Every line of the material below in which "context" shows up is to be located and copied.
-- Opening Marker --
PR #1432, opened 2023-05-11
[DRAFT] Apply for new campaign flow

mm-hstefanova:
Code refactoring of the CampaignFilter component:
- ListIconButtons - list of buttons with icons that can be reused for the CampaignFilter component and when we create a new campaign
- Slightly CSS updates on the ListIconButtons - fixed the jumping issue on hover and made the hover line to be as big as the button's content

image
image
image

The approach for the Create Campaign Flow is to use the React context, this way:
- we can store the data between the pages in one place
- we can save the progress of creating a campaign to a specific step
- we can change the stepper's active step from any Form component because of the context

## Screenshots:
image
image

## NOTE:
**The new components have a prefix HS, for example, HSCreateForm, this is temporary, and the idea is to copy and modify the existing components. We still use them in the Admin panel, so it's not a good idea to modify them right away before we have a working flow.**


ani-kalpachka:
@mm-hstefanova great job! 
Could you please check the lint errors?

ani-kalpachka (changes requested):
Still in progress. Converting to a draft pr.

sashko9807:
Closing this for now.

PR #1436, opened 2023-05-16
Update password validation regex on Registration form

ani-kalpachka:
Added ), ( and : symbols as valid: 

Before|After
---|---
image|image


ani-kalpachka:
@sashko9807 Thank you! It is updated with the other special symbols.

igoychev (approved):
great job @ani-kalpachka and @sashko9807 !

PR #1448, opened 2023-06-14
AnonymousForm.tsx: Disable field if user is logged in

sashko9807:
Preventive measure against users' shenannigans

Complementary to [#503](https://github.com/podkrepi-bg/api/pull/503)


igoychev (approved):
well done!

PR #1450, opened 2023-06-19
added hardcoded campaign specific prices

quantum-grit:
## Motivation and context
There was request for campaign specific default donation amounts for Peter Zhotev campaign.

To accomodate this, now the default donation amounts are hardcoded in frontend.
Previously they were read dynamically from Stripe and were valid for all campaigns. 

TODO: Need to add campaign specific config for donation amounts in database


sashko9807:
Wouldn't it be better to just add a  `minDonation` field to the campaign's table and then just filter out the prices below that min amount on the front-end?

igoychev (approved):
-- Closing Marker --
Answer section:
The approach for the Create Campaign Flow is to use the React context, this way:
- we can change the stepper's active step from any Form component because of the context
## Motivation and context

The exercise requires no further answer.